I would like to give an explicit description of the first derived functor of familiar functors. Let me start with an example to explain what I need exactly.
Fix a group $G$ and consider the category of (left) $G$-modules. Let us compute the first right derived functor of the functor of invariants $\cdot^G$ (which is covariant and left exact), in the following manner.

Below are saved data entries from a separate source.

Issue #2137, opened 2024-09-03
Enable common properties right flyout resize using drag


srikant-ch5:
Ref: 3797

PR #2138, opened 2024-09-03
#2137 Enable right flyout resize using drag

srikant-ch5:
Fixes: #2137
 
           in the file; or

           it.


srikant-ch5:
Hi @matthoward366 I have removed test cases related to resize buttons as they are replaced with drag, is this okay ?

https://github.com/user-attachments/assets/d2142018-00c9-45bd-8823-239e338792c6

matthoward366:
The design expected to keep the buttons as well as having the dragging option.  That way customer can quickly increase the size.

This also needs to be behind a feature flag since not all customers would want this.

tomlyn:
@matthoward366 
> The design expected to keep the buttons as well as having the dragging option.

I think Ana suggests this behavior would replace the buttons. Which is why, I assume @srikant-ch5 has done it this way. I've queried that with Ana

@srikant-ch5 I think we ought to implement this is a different way. Right now the user can dynamically size the top panel and bottom panel by drag/drop and that code is in Common Canvas. I think it makes sense therefore that we should have similar code for the right-flyout (and also probably the left flyout too) inside Common Canvas - not in Common Properties. That way applications can get the sizing behavior even if they are not using Common-Properties. As Matt points out, not all applications will want to the drag/drop sizing behavior for the right-flyout so we should have a feature flag for that (an one for the left flyout too if we implement drag/drop sizing for that too).

srikant-ch5:
Hi @tomlyn Yes correct, I checked with her regarding few other queries.

Sure I will revert the changes in Common Properties and will try to implement this in Common Canvas.

srikant-ch5:
@tomlyn I Included the sizing behaviour in Common Properties because I tried implementing it CommonCanvas Right flyout and when I expand the panel content dosen't grow/shrink with it, will try to look for a solution for this.


https://github.com/user-attachments/assets/a06cfa06-fac8-4e9b-b142-3d6f95adcf16

srikant-ch5:
Hi @matthoward366 is it okay if we set the width of properties right flyout like below in `properties-main.jsx` since we are implementing this in common canvas and the  properties width should also be applied on cc right lfyout.

https://github.com/elyra-ai/canvas/blob/0baa3c0b77db566f80b8718e81c3df3fccf0f0cf/canvas_modules/common-canvas/src/common-properties/properties-main/properties-main.jsx#L429

and in cc-right-flyout like below 

https://github.com/elyra-ai/canvas/blob/ddc8c53e901e7515fe1fcd7b889fd2e4b4870d4e/canvas_modules/common-canvas/src/common-canvas/cc-right-flyout.jsx#L58

I haven't changed anything related to panel sizes in `properties-main.scss`

Currently it behaves like blow to enable extend upto 70% of available width and minimum width. Please let me know your thoughts on this or if you want to suggest any other approach to this. Above changes are in PR.

https://github.com/user-attachments/assets/31ec0429-1add-499f-a44c-f1199a9135d1

canvas_modules/common-canvas/src/common-properties/properties-main/properties-main.jsx
```diff
@@ -87,6 +87,12 @@ class PropertiesMain extends React.Component {
 			showPropertiesButtons: true,
 			editorSize: editorSize
 		};
+		this.flyoutWidth = {
```
matthoward366, line 90: I'm not seeing this being used.  Am I missing something?

canvas_modules/common-canvas/src/common-properties/properties-main/properties-main.jsx
```diff
@@ -419,11 +426,19 @@ class PropertiesMain extends React.Component {
 		this.setState({ showPropertiesButtons: state });
 	}
 
+	updateRightFlyoutWidth(size) {
```
matthoward366, line 429: This seems like the wrong place for setting this.  Why is this needed here?

canvas_modules/common-canvas/src/common-properties/properties-main/properties-main.scss
```diff
@@ -58,6 +59,7 @@ $properties-resize-button-size: $spacing-06;
 	padding: $spacing-01;
 	justify-content: center;
 	align-items: center;
+	z-index: 11;
```
matthoward366, line 62: Why is this needed?  This might cause other issues.

canvas_modules/common-canvas/src/common-canvas/cc-right-flyout.jsx
```diff
@@ -19,10 +19,59 @@ import { connect } from "react-redux";
...
+	}
+
+	onMouseMoveX(e) {
+		if (e.clientX) {
+			const newWidth = this.startWidth + (this.posX - e.clientX);
+			this.commonCanvasRightFlyout.style.width = `${this.limitWidth(newWidth)}px`;
+
+			// In case of Common Properties remove hardcoded width to allow content to take full width.
+			const righFlyoutChildNode = this.commonCanvasRightFlyout.childNodes[1];
+			if (righFlyoutChildNode && righFlyoutChildNode.className.includes("properties-right-flyout")) {
```
matthoward366, line 57: This seems wrong since it's mixing common properties and common-canvas.

canvas_modules/common-canvas/src/common-canvas/cc-right-flyout.jsx
```diff
@@ -35,7 +84,12 @@ class CommonCanvasRightFlyout extends React.Component {
 				? "right-flyout-panel under-toolbar"
 				: "right-flyout-panel";
 			rightFlyout = (
-				<div className={rfClass}>
+				<div className={rfClass} id="right-flyout-panel" ref={ (ref) => (this.commonCanvasRightFlyout = ref) }>
```
matthoward366, line 87: This shouldn't have an id of `right-flyout-panel`.  We should try not to use ids in common-canvas or common-properties.  If we do, then they need to be unique for that canvas since we can have multiple instances in the DOM.

srikant-ch5: Ok, I have removed this now.

canvas_modules/common-canvas/src/common-canvas/cc-right-flyout.jsx
srikant-ch5: Thanks, removed this code from CC.

canvas_modules/common-canvas/src/common-properties/properties-main/properties-main.jsx
srikant-ch5: Since we are trying to implement resize in `cc-right-flyout` which will resize `right-flyout-panel` as per drag width. So when we click on panel resize it will only resize the common properties content and will not expand/shrink the right-flyout-panel so to enforce width on CC right-flyout I have included this. Please let me know if you can suggest another way of doing this.

Without enforcing width to right-flyout in properties it will look something like below, where the properties content width is set as per custom classnames but flyout width is not reset.

Screenshot 2024-09-23 at 12 19 42 PM

Also could you please where can I find any reference to feature flag in the code ?

canvas_modules/common-canvas/src/common-properties/properties-main/properties-main.jsx
srikant-ch5: This is being used in updateRightFlyoutWidth to enforce width.

tomlyn:
@srikant-ch5 Is this ready for review?

srikant-ch5:
> @srikant-ch5 Is this ready for review?

Hi @tomlyn I have added a comment above https://github.com/elyra-ai/canvas/pull/2138#discussion_r1770846502 and without that code the right-flyout-panel is unable to reset its width when custom width is set in common properties ( custom classnames in  are still set as per size small, medium, etc ..). I have changed this PR to Ready for Review.

matthoward366:
This isn't correct.  The button should be over the line not the other way around.
Screenshot 2024-10-08 at 3 30 47 PM

matthoward366:
A few things I noticed
1. The left side of the expand button is missing a border on hover
2. When shrinking the panel the accordions sometime get cutoff and sometime resize oddly.
3. The documentation page is showing blank http://localhost:3001/#/properties


https://github.com/user-attachments/assets/c19d77e3-e279-4a4b-aacd-702da0ba8886

srikant-ch5:
> A few things I noticed
> 
> 1. The left side of the expand button is missing a border on hover
> 2. When shrinking the panel the accordions sometime get cutoff and sometime resize oddly.
> 3. The documentation page is showing blank http://localhost:3001/#/properties

Thanks for the feedback. Resolved these issues in the latest commit.

srikant-ch5:
Closing this PR due to DCO issue opened a new PR instead. https://github.com/elyra-ai/canvas/pull/2224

Take an exact sequence $$0\to M'\to M\to M''\to 0$$ of $G$-modules (I will assume that $M'\subseteq M$ to simplify notation). Take $m''\in M''^G$ and ask when it comes from an invariant of $M$. To do this we lift $m''$ to an $m\in M$ chosen randomly. Now we would want $m-gm=0$ for every $g\in G$, so consider the function $G\to M'$ defined by $g\mapsto m_g:=m-gm$. The key point here is that since $m$ and $gm$ map to the same $m''$, the function is $M'$-valued. Now the standard step is to observe that the following "cocycle condition" is satisfied: $$m_g+gm_h=m_{gh}$$ and hence define $$Z^1(M',G):=\{a:G\to M'|\ a_g+ga_h=a_{gh}\}$$ ($a_g=a(g)$).
Question 1: why couldn't we simply define $$Z^1(M',G):=\{a:G\to M'\}?$$ I ask this, because with other functors I found hard if not impossible to find an appropriate cocycle condition.
One then proceeds to define the boundaries, but those I found straightforward so I won't explain them in detail. Turns out: $$B^1(M',G):=\{a:g\to M'|\ \exists m'\in M': a(g)=m'_g\}.$$
Question 2: if the answer to 1 is yes, then it could well be that the $H^1$ obtained as above (that is, take all the functions) and the standard one (take the functions satisfiying the cocycle condition) are the first strictly smaller than the second, so the first one can't be the right cohomology... where does it break? It seems to me that both satisfy the usual properties (functoriality, long exact sequence,...). This has to do with the universal $\delta$-functor stuff, but then how do I check that the first one is the right cohomology?
Let me try to carry this out in another example. Take the category of abelian groups (or modules over a ring) and consider the functor $\text{Hom}(P,\cdot)$ (so I am trying to define $\text{Ext}$). Again this is left exact and covariant. Start from $$0\to M'\to M\to M''\to 0.$$ If I take $f:P\to M''$, I can lift it to a function $\bar{f}:P\to M$. The condition for it to be a homomorphism is $$\bar{f}(p+q)-\bar{f}(p)-\bar{f}(q)=0$$ for any $p,q\in P$, so as before I construct the obstruction $F:P\times P\to M'$ given by $$F(p,q)=\bar{f}(p+q)-\bar{f}(p)-\bar{f}(q).$$ This is $M'$-valued for the usual reasons.
Question 3: what is the "cocycle condition" here? I couldn't come up with any.
On the other hand, the boundaries are again quite obvious to define.